Source material Block Start

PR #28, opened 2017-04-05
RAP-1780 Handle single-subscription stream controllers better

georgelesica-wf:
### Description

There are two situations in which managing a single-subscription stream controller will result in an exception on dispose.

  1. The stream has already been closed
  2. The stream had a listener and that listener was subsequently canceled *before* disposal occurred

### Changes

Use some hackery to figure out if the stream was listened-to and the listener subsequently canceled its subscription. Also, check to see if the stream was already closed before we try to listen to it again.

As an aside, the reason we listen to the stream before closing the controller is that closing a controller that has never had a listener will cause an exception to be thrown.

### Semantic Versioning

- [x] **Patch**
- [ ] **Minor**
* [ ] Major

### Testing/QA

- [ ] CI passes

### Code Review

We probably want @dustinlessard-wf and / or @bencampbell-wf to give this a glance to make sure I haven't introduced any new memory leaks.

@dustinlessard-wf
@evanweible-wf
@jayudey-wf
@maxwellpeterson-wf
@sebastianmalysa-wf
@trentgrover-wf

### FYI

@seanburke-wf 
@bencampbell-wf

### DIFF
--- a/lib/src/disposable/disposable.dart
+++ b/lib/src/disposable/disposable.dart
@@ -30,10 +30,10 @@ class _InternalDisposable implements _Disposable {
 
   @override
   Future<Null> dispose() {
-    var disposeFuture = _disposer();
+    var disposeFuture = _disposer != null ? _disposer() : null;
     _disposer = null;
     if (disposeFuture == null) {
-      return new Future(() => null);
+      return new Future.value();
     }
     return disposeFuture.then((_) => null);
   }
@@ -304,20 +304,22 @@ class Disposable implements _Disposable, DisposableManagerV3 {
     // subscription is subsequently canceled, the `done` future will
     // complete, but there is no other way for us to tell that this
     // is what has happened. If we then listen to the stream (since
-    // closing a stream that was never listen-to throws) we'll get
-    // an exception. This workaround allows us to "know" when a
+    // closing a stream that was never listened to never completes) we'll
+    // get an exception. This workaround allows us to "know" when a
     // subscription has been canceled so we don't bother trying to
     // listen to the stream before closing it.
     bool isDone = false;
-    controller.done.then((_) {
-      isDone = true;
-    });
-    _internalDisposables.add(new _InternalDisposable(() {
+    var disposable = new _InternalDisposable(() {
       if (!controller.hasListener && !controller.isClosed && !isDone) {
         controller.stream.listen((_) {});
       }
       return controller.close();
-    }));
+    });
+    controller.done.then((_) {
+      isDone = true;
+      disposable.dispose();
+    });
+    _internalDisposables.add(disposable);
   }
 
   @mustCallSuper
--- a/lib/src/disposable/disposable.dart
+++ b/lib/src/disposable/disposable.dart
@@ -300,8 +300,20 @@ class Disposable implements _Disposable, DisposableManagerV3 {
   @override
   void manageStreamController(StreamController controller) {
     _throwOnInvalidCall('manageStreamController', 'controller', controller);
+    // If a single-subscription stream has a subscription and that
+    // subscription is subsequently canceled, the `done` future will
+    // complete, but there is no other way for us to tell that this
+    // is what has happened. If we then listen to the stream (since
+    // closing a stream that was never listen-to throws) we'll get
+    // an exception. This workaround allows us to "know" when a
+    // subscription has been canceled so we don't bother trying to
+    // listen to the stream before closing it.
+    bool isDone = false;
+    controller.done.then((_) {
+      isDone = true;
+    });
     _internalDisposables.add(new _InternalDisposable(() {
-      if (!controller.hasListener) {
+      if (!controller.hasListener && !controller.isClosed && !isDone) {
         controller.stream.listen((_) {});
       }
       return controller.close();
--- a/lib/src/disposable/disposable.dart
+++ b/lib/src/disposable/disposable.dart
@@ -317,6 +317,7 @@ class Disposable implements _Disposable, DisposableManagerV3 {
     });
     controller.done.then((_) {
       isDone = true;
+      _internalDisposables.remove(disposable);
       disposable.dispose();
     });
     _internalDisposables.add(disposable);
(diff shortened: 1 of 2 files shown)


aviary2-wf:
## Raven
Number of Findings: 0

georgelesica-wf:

Source material Block End

**Problem description**
The line containing "There are two" marks the end. Please print exactly every line from the top of the data to it, both included, and nothing more.

**Exercise answer**
PR #28, opened 2017-04-05
RAP-1780 Handle single-subscription stream controllers better

georgelesica-wf:
### Description

There are two situations in which managing a single-subscription stream controller will result in an exception on dispose.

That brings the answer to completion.